A new survey underscores patient demand for new and wider access to their medical data, but it also highlights some of the barriers to shifting how the healthcare industry has long conducted business.

Philips recently released its 2019 Future Health Index, a survey based on input from 15,000 patients and more than 3,000 healthcare professionals in 15 countries. The findings suggest that patients are highly motivated to access their healthcare data. Of patients who are unable to reach their health records, 63% said they want access.

Jeroen Tas, MBA, chief innovation and strategy officer at Philips, told Inside Digital Health that patients appear to no longer be satisfied with a “one-size-fits-all” approach. That’s partly because consumers are accustomed to personalizing their experiences in other industries.

“Consumers of care want multichannel experiences with rich personalized content,” he said. “[They want] experiences that are seamless and, in most cases, with instant gratification. They no longer want to wait weeks for appointments, being handed off from one medical discipline to the other with gaps in the journey and minimal engagement.”

But meeting that demand will require the healthcare industry to make a significant pivot.

The right kind of shift would likely boost patient satisfaction.

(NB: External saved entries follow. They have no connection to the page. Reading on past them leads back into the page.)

PR #3076, opened 2024-08-01
ICU-22843 UnicodeString <-> std::u16string_view / wstring_view

markusicu:
##### Checklist

### DIFF
--- a/icu4c/source/common/unicode/char16ptr.h
+++ b/icu4c/source/common/unicode/char16ptr.h
@@ -12,6 +12,7 @@
 #if U_SHOW_CPLUSPLUS_API
 
 #include <cstddef>
+#include <string_view>
 
 /**
  * \file
@@ -305,6 +306,36 @@ inline OldUChar *toOldUCharPtr(char16_t *p) {
 #endif
     return reinterpret_cast<OldUChar *>(p);
 }
+
+#ifndef U_FORCE_HIDE_INTERNAL_API
+/**
+ * Is T convertible to a std::u16string_view or to a 16-bit std::wstring_view?
+ * @internal
+ */
+template<typename T>
+constexpr bool ConvertibleToU16StringView =
+    std::is_convertible_v<T, std::u16string_view> ||
+    (U_SIZEOF_WCHAR_T==2 && std::is_convertible_v<T, std::wstring_view>);
+
+namespace internal {
+/**
+ * Pass-through overload.
+ * @internal
+ */
+inline std::u16string_view toU16StringView(std::u16string_view sv) { return sv; }
+
+#if U_SIZEOF_WCHAR_T==2
+/**
+ * Basically undefined behavior but sometimes necessary conversion
+ * from std::wstring_view to std::u16string_view.
+ * @internal
+ */
+inline std::u16string_view toU16StringView(std::wstring_view sv) {
+    return { ConstChar16Ptr(sv.data()), sv.length() };
+}
+#endif
+}  // internal
+#endif  // U_FORCE_HIDE_INTERNAL_API
 
 U_NAMESPACE_END
 
--- a/icu4c/source/common/unicode/unistr.h
+++ b/icu4c/source/common/unicode/unistr.h
@@ -33,6 +33,7 @@
 #if U_SHOW_CPLUSPLUS_API
 
 #include <cstddef>
+#include <string_view>
 #include "unicode/char16ptr.h"
 #include "unicode/rep.h"
 #include "unicode/std_string.h"
@@ -97,16 +98,21 @@ class UnicodeStringAppendable;  // unicode/appendable.h
 #define US_INV icu::UnicodeString::kInvariant
 
 /**
- * Unicode String literals in C++.
+ * \def UNICODE_STRING
+ * Obsolete macro approximating UnicodeString literals.
  *
- * Note: these macros are not recommended for new code.
- * Prior to the availability of C++11 and u"unicode string literals",
- * these macros were provided for portability and efficiency when
+ * Prior to the availability of C++11 and u"UTF-16 string literals",
+ * this macro was provided for portability and efficiency when
  * initializing UnicodeStrings from literals.
  *
- * They work only for strings that contain "invariant characters", i.e.,
- * only latin letters, digits, and some punctuation.
- * See utypes.h for details.
+ * Since C++17 and ICU 76, you can use std::u16string_view literals with compile-time
+ * length determination:
+ * \code
+ * #include &lt;string_view&gt;
+ * using namespace std::string_view_literals;
+ * UnicodeString str(u"literal"sv);
+ * if (str == u"other literal"sv) { ... }
+ * \endcode
  *
  * The string parameter must be a C string literal.
  * The length of the string, not including the terminating
@@ -121,16 +127,12 @@ class UnicodeStringAppendable;  // unicode/appendable.h
 
 /**
  * Unicode String literals in C++.
- * Dependent on the platform properties, different UnicodeString
- * constructors should be used to create a UnicodeString object from
- * a string literal.
- * The macros are defined for improved performance.
- * They work only for strings that contain "invariant characters", i.e.,
- * only latin letters, digits, and some punctuation.
- * See utypes.h for details.
+ * Obsolete macro approximating UnicodeString literals.
+ * See UNICODE_STRING.
  *
  * The string parameter must be a C string literal.
  * @stable ICU 2.0
+ * @see UNICODE_STRING
  */
 #define UNICODE_STRING_SIMPLE(cs) UNICODE_STRING(cs, -1)
 
@@ -326,6 +328,32 @@ public:
    * @stable ICU 2.0
    */
   inline bool operator== (const UnicodeString& text) const;
+
+#ifndef U_HIDE_DRAFT_API
+  /**
+   * Equality operator. Performs only bitwise comparison with `text`
+   * which is, or which is implicitly convertible to,
+   * a std::u16string_view or (if U_SIZEOF_WCHAR_T==2) std::wstring_view.
+   *
+   * For performance, you can use std::u16string_view literals with compile-time
+   * length determination:
+   * \code
+   * #include &lt;string_view&gt;
+   * using namespace std::string_view_literals;
+   * UnicodeString str = ...;
+   * if (str == u"literal"sv) { ... }
+   * \endcode
+   * @param text The string view to compare to this string.
+   * @return true if `text` contains the same characters as this one, false otherwise.
+   * @draft ICU 76
+   */
+  template<typename S, typename = std::enable_if_t<ConvertibleToU16StringView<S>>>
+  inline bool operator==(const S &text) const {
+    std::u16string_view sv(internal::toU16StringView(text));
+    uint32_t len;  // unsigned to avoid a compiler warning
+    return !isBogus() && (len = length()) == sv.length() && doEquals(sv.data(), len);
+  }
+#endif  // U_HIDE_DRAFT_API
 
   /**
    * Inequality operator. Performs only bitwise comparison.
@@ -1897,6 +1925,24 @@ public:
    */
   UnicodeString &fastCopyFrom(const UnicodeString &src);
 
+#ifndef U_HIDE_DRAFT_API
+  /**
+   * Assignment operator. Replaces the characters in this UnicodeString
+   * with a copy of the characters from the `src`
+   * which is, or which is implicitly convertible to,
+   * a std::u16string_view or (if U_SIZEOF_WCHAR_T==2) std::wstring_view.
+   *
+   * @param src The string view containing the characters to copy.
+   * @return a reference to this
+   * @draft ICU 76
+   */
+  template<typename S, typename = std::enable_if_t<ConvertibleToU16StringView<S>>>
+  inline UnicodeString &operator=(const S &src) {
+    unBogus();
+    return doReplace(0, length(), internal::toU16StringView(src));
+  }
+#endif  // U_HIDE_DRAFT_API
+
   /**
    * Move assignment operator; might leave src in bogus state.
    * This string will have the same contents and state that the source string had.
@@ -2146,6 +2192,23 @@ public:
    */
   inline UnicodeString& operator+= (const UnicodeString& srcText);
 
+#ifndef U_HIDE_DRAFT_API
+  /**
+   * Append operator. Appends the characters in `src`
+   * which is, or which is implicitly convertible to,
+   * a std::u16string_view or (if U_SIZEOF_WCHAR_T==2) std::wstring_view,
+   * to the UnicodeString object.
+   *
+   * @param src the source for the new characters
+   * @return a reference to this
+   * @draft ICU 76
+   */
+  template<typename S, typename = std::enable_if_t<ConvertibleToU16StringView<S>>>
+  inline UnicodeString& operator+=(const S &src) {
+    return doAppend(internal::toU16StringView(src));
+  }
+#endif  // U_HIDE_DRAFT_API
+
   /**
    * Append the characters
    * in `srcText` in the range
@@ -2191,8 +2254,8 @@ public:
             int32_t srcLength);
 
   /**
-   * Append the characters in `srcChars` to the UnicodeString object
-   * at offset `start`. `srcChars` is not modified.
+   * Append the characters in `srcChars` to the UnicodeString object.
+   * `srcChars` is not modified.
    * @param srcChars the source for the new characters
    * @param srcLength the number of Unicode characters in `srcChars`;
    *                  can be -1 if `srcChars` is NUL-terminated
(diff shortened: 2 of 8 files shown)


icu4c/source/common/unicode/unistr.h
```diff
@@ -327,6 +328,53 @@ class U_COMMON_API UnicodeString : public Replaceable
    */
   inline bool operator== (const UnicodeString& text) const;
 
+#ifndef U_HIDE_DRAFT_API
+  /**
+   * Equality operator. Performs only bitwise comparison with a
+   * std::u16string_view or (if U_SIZEOF_WCHAR_T==2) std::wstring_view.
+   * TODO: Should we document this as what it is, "convertible to one of these string views",
+   * rather than claiming that it needs to *be* one?
```
markusicu, line 336: WDYT?

icu4c/source/common/unicode/unistr.h
```diff
@@ -327,6 +328,53 @@ class U_COMMON_API UnicodeString : public Replaceable
...
+   *
+   * @param text The string view to compare to this string.
+   * @return true if `text` contains the same characters as this one, false otherwise.
+   * @draft ICU 76
+   */
+  template<typename StringView, typename = std::enable_if_t<ConvertibleToU16StringView<StringView>>>
+  // TODO: I am tempted to stick this template line into a #define macro like
+  // U_TEMPLATE_StringView_IF_CONVERTIBLE_TO_U16STRING_VIEW
```
markusicu, line 344: WDYT?

icu4c/source/common/unicode/unistr.h
```diff
@@ -3485,7 +3658,17 @@ class U_COMMON_API UnicodeString : public Replaceable
...
+    return doEquals(text.getArrayStart(), len);
+  }
+  UBool doEquals(const char16_t *text, int32_t len) const;
+#ifdef MAYBE_EQUALS_PTR
+  // TODO: This could be a useful optimization, by avoiding u_strlen(text).
+  // However, it is possible that constructing a std::u16string_view is even better
+  // when the text is a string literal, since the compiler should be able to
+  // determine the length at compile time.
+  UBool doEquals(const char16_t *text) const;
+#endif  // MAYBE_EQUALS_PTR
```
markusicu, line 3671: I had originally added this overload for disambiguation.

Then I realized that constructing a UnicodeString or a string_view from a NUL-terminated string calls strlen() which is wasteful when comparing for equality. So I optimized it.

However, I believe that when a string_view is constructed from a string literal, the length is determined at compile time, so creating a string_view and letting the other new overload take it would be fastest in a common use case.

So I plan to remove this again because (a) we no longer need it for the stated purpose of this PR and (b) as an optimization it may backfire.

WDYT?

icu4c/source/common/unicode/unistr.h
```diff
@@ -327,6 +328,53 @@ class U_COMMON_API UnicodeString : public Replaceable
...
+   * Equality operator. Performs only bitwise comparison with a
+   * std::u16string_view or (if U_SIZEOF_WCHAR_T==2) std::wstring_view.
+   * TODO: Should we document this as what it is, "convertible to one of these string views",
+   * rather than claiming that it needs to *be* one?
+   *
+   * @param text The string view to compare to this string.
+   * @return true if `text` contains the same characters as this one, false otherwise.
+   * @draft ICU 76
+   */
+  template<typename StringView, typename = std::enable_if_t<ConvertibleToU16StringView<StringView>>>
```
markusicu, line 342: Also, since this does not have to _be_ a string view but only has to be convertertible to one, I am tempted to change the typename StringView to simply S. As in
```
template<typename S, typename = std::enable_if_t<ConvertibleToU16StringView<S>>>
```

WDYT?

icu4c/source/test/intltest/ustrtest.cpp
```diff
@@ -22,6 +22,42 @@
 #include "cmemory.h"
 #include "charstr.h"
 
+
+extern void tempCompileTest() {
```
markusicu, line 26: FYI just to make sure that the sv16 & str16 don't work before adding the overloads, and then make sure that they at least compile. This will eventually turn into real test code that actually looks at the objects.

icu4c/source/i18n/number_decimalquantity.cpp
```diff
@@ -1082,7 +1082,7 @@ UnicodeString DecimalQuantity::toScientificString() const {
     result.append(u'E');
     int32_t _scale = upperPos + scale + exponent;
     if (_scale == INT32_MIN) {
-        result.append({u"-2147483648", -1});
+        result.append(UnicodeString(true, u"-2147483648", -1));
```
markusicu, line 1085: FYI
Adding overloads can still break certain call sites, but I think this is rare.
In this case, the old code also copied the contents; now I am aliasing it.

icu4c/source/common/unicode/unistr.h
```diff
@@ -2925,6 +3022,34 @@ class U_COMMON_API UnicodeString : public Replaceable
...
+   * @return a string view of the contents of this string
+   * @draft ICU 76
+   */
+  inline operator std::u16string_view() const {
+    return { getBuffer(), (std::u16string_view::size_type)length() };
+  }
+
+#if U_SIZEOF_WCHAR_T==2 || defined(U_IN_DOXYGEN)
+  /**
+   * Converts to a std::wstring_view.
```
markusicu, line 3038: @eggrobin heads-up this is still here for Windows...

markusicu (commented):
Hi @richgillam I got help from @eggrobin who showed me (https://godbolt.org/z/5WMbWszoE) how to templatize the inputs so that in most cases we go from a group of four new overloads to just one templatized one. I like this much better! Do you agree?

See just the third commit for the changes compared with the proposal.

I added a few "WDYT?" comments for both of you.

icu4c/source/common/unicode/unistr.h
markusicu: @richgillam one of the input types that is convertible is a raw pointer. The input can also be a std::u16string, or, with this PR, a UnicodeString. That's why it seems a little misleading to just document the input as a string view (and to call the template type StringView).

icu4c/source/common/unicode/unistr.h
eggrobin: I agree StringView is not a great name here. No objections to S (for better or worse, something like `typename T` is _very_ idiomatic when one does not have any better ideas; at least S is slightly clearer than T here).

icu4c/source/common/unicode/unistr.h
eggrobin: I don’t think a macro is helpful. With a dedicated named trait this is very concise and idiomatic C++17, whereas a macro is always a puzzle.
(In C++20 it would get more compact, as discussed in another place.)

(Also I find a macro that declares a specific magic name to be very distasteful, though you could parameterize it on the type name. But my earlier point still stands.)

icu4c/source/common/unicode/unistr.h
eggrobin: > I believe that when a string_view is constructed from a string literal, the length is determined at compile time

I am not sure about that, but I would remove it anyway; if we have the templatized overload, we can be as smart as we want later on within that API surface.

(I think to determine the length at compile time you would need an overload templatized on the length that takes a reference to a char16_t array. That is fun, we can absolutely do it, but it arguably would not be an API change anymore, and it seems to be a job for another PR.)

icu4c/source/common/unicode/unistr.h
eggrobin: With my liaison officer’s hat on, this one makes me nervous, because it will be unsafe when we have a good solution on the C++ side.
With my Windows developer’s hat on, I need _something_.

I think it would be safer to have an actual member function here, that way once C++ figures things out, it can be made to return an RAII object that transmutes back after use.

But with my ICU-TC delegate’s hat on, I lean on keeping whatever we do on this particular conversion draft even as we undraft the rest, until we can see more clearly what will happen on the C++ side. Which means we might as well do this for now.

icu4c/source/common/unicode/char16ptr.h
```diff
@@ -306,6 +307,36 @@ inline OldUChar *toOldUCharPtr(char16_t *p) {
...
+constexpr bool ConvertibleToU16StringView =
+    std::is_convertible_v<T, std::u16string_view> ||
+    (U_SIZEOF_WCHAR_T==2 && std::is_convertible_v<T, std::wstring_view>);
+
+namespace internal {
+/**
+ * Pass-through overload.
+ * @internal
+ */
+inline std::u16string_view toU16StringView(std::u16string_view sv) { return sv; }
```
richgillam, line 325: What's this doing?  It looks like a no-op.

richgillam (dismissed):
Wow.  There's a lot of stuff here I don't understand (because I've never really worked in a modern dialect of C++), but I definitely like the conciseness.  You'll have to update the API proposal, of course, and maybe that's a good place to go into a little more detail about what you're actually doing.  I was having trouble following it, but maybe that's just me.  Regardless, I trust you guys...

icu4c/source/common/unicode/char16ptr.h
eggrobin: It is, it’s just there so we can call toU16StringView on something that may or may not be a u16string_view already in the templates.
(We could also do that with `if constexpr` but that seems overkill.)

icu4c/source/common/unicode/unistr.h
markusicu: Adding a note about keeping it draft.

icu4c/source/common/unicode/unistr.h
markusicu: rephrasing

icu4c/source/common/unicode/unistr.h
markusicu: I am not proposing (at this time) that we create our own overloads that take an array.
I thought that the compiler was doing this already, but I can't find a reference to that.
I removed this from-pointer overload.

Also, there is another way:
C++17 also added a string literal syntax (constexpr) for std::u16string_view, and that definitely determines the length at compile time. (Requires a "using" directive.)
https://en.cppreference.com/w/cpp/string/basic_string_view/operator%22%22sv
I tried it out and added a little documentation.
We should change the ICU library code to use this style.

markusicu: Actually, considering the declaration
```
constexpr basic_string_view( const CharT* s );
```
How could this be a constexpr and not determine the string length at compile time?

eggrobin: Right, it can do the whole thing at compile time (but then the compiler is just doing a strlen).
Note that you can distinguish a thing that takes the length of the literal from one that does strlen, by passing `"something\0like this."`.

icu4c/source/common/unistr.cpp
```diff
@@ -107,12 +109,36 @@ UOBJECT_DEFINE_RTTI_IMPLEMENTATION(UnicodeString)
...
+  if (sumLengths != INT32_MAX) {
+    ++sumLengths;  // space for a terminating NUL if we need one
+  }
+  return UnicodeString(sumLengths, static_cast<UChar32>(0), 0).append(s1).append(s2);
 }
 
+U_COMMON_API UnicodeString U_EXPORT2
+unistr_internalConcat(const UnicodeString &s1, std::u16string_view s2) {
+  // TODO: version of uprv_add32_overflow() that takes a size_t for the second arg
+  // TODO: consider returning a std::optional<int32_t>
```
markusicu: I experimented with a slightly simpler version of that function for non-negative values where the second one is a size_t, but it didn't really make the total code simpler when it was effectively used in only one place.
```
namespace {

/** Version of uprv_add32_overflow() for non-negative numbers. */
std::optional<int32_t> addNonNegIntoInt32(int32_t a, size_t b) {
  U_ASSERT(a >= 0);
  if (b > INT32_MAX) {
    return {};
  }
  uint32_t sum = (uint32_t)a + (uint32_t)b;
  if (sum <= INT32_MAX) {
    return sum;
  } else {
    return {};
  }
}

}  // namespace
```

aheninger:
I like this  template-function approach. It's forcing me to learn something new (to me) with std::enable_if

richgillam (approved):
I got lost in some of the changes (I still haven't really gotten my head around `enable_if`), but it all sounds good and it looks like you've done appropriate testing...

markusicu:
I finally finished the unit test code. PTAL

markusicu:
I will look at the MSVC failures :-/

eggrobin:
> I will look at the MSVC failures :-/

Since I do my ICU4C work on MSVC, I am happy to look at them next week if you prefer.

icu4c/source/test/intltest/ustrtest.cpp
```diff
@@ -2400,3 +2411,173 @@ void UnicodeStringTest::TestLargeAppend() {
...
+    UnicodeString aliasFromPtr = UnicodeString::readOnlyAlias(p16);
+    assertTrue("aliasFromPtr pointer alias", aliasFromPtr.getBuffer() == p16);
+    assertEquals("aliasFromPtr length", 3, aliasFromPtr.length());
+
+    UnicodeString aliasFromSV = UnicodeString::readOnlyAlias(sv16);
+    assertTrue("aliasFromSV pointer alias", aliasFromSV.getBuffer() == sv16.data());
+    assertEquals("aliasFromSV length", (int32_t)sv16.length(), aliasFromSV.length());
+
+    UnicodeString aliasFromStr = UnicodeString::readOnlyAlias(str16);
+    assertTrue("aliasFromStr pointer alias", aliasFromStr.getBuffer() == str16.data());
```
eggrobin, line 2529: Here is your problem I think:
```suggestion
    assertTrue("aliasFromStr pointer alias", aliasFromStr.getBuffer() == reinterpret_cast<const char16_t*>(str16.data()));
```

icu4c/source/test/intltest/ustrtest.cpp
```diff
@@ -2400,3 +2411,173 @@ void UnicodeStringTest::TestLargeAppend() {
...
+    assertEquals("aliasFromStr length", (int32_t)str16.length(), aliasFromStr.length());
```
eggrobin, line 2530: I would note that we now consistently use static_cast for this since #3060, and that while it is verbose there is some value in not having to think about any of those C casts that might hide nasty stuff…

But really we should just not have to cast here, assertEquals should be templatized and should accept heterogeneous arguments, and then the call site can look unambiguously nicer.

markusicu: > I would note that we now consistently use static_cast for this since #3060, and that while it is verbose there is some value in not having to think about any of those C casts that might hide nasty stuff…

I think that static_cast for simple integer type casts adds a lot more clutter than value.

> But really we should just not have to cast here, assertEquals should be templatized and should accept heterogeneous arguments, and then the call site can look unambiguously nicer.

I don't know if templates would let us compare signed and unsigned types unhindered.

We have had a little discussion about switching ICU4C tests to using the Google unit test framework, but someone would have to work out how to do so. Probably only for new test code, which means adding a whole new, very different test suite, and one probably less portable than the primitive one we have.

markusicu:
It looks like I got MSVC to work where the wchar_t version of the test runs. Back to @richgillam & @eggrobin

icu4c/source/test/intltest/ustrtest.cpp
```diff
@@ -2408,48 +2412,176 @@ void UnicodeStringTest::TestLargeAppend() {
...
-    UnicodeString fromPtr(p16);
-    UnicodeString fromSV(sv16);
-    UnicodeString fromSV2(u"sv16_2"sv);  // u16string_view literal
-    UnicodeString fromStr(str16);
+    // These copy the string contents.
+    UnicodeString fromPtr(p16);  // pointer is convertible to std::u16string_view
+    UnicodeString fromSV(sv16);  // std::u16string_view itself
+    UnicodeString fromSV2(u"sv16_2"sv);  // std::u16string_view literal
+    UnicodeString fromStr(str16);  // std::u16string is convertible to std::u16string_view
+    assertEquals("UnicodeString(const char16_t *pointer)", UnicodeString(u"p16", 3), fromPtr);
```
richgillam, line 2429: Would it make sense to do `UnicodeString(u"p16", -1)` instead of `UnicodeString(u"p16", 3)` here and in all the analogous places?  I'm a little worried somebody will change the string contents and forget they also have to change the length.

richgillam (approved):
Tests look good.  I had one nit, but I'm fine if you ignore it.

richgillam:
> Also, I am considering a follow-up proposal+PR for the same kind of template overload for operator!=. Seems silly not to have done it right away.

Ouch!  I'm bummed we didn't think of that.  I'm fine with that in a follow-up PR, although I kind of wish we'd thought about it in time to get it into this one.

icu4c/source/test/intltest/ustrtest.cpp
richgillam: > If you don't mind, I would like to squash and then merge as is.

That's fine with me.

Patients with access to their health data also reported higher levels of satisfaction with their healthcare.

Among survey respondents with access to their digital health record, 82% said their personal experience of care was either good, very good or excellent, versus 66% among patients without access to their records. Similarly, 80% of patients with health record access said the quality of care available to them in their country was good, very good or excellent, versus 64% of patients without access.

Patients with access to their data tend to be eager to exchange data with physicians, creating a more collaborative doctor-patient relationship, Tas said.

“An upside is that with sharing more data, we’re not only helping ourselves but also others,” he added. “It means that care providers can implement better practices gleaned from information, making diagnoses more precise and treatment more personal.”

Despite positive patient reactions, Tas said structural barriers continue to limit patients’ abilities to realize their desired health record access levels. Many patients’ health data remain locked in siloed electronic health record (EHR) systems, which have yet to yield to the emergence of advanced connectivity and interoperability capabilities.

Healthcare organizations will need to invest more capital in their digital health infrastructures, Tas said.

“Healthcare infrastructure investments have been largely in brick and mortar,” he said. “It is time to consider how we can best address the need for secure health data frameworks, similar to those used in financial services.”

Interoperability improvements will need to be a major part of this process, so systems, applications and devices can securely exchange data in a standardized way.

“Sharing information across organizations, geographic boundaries and between clinicians, labs, hospitals, pharmacies and patients, regardless of where the information entered the system, would have a profound impact on care coordination, quality and efficiency,” Tas said.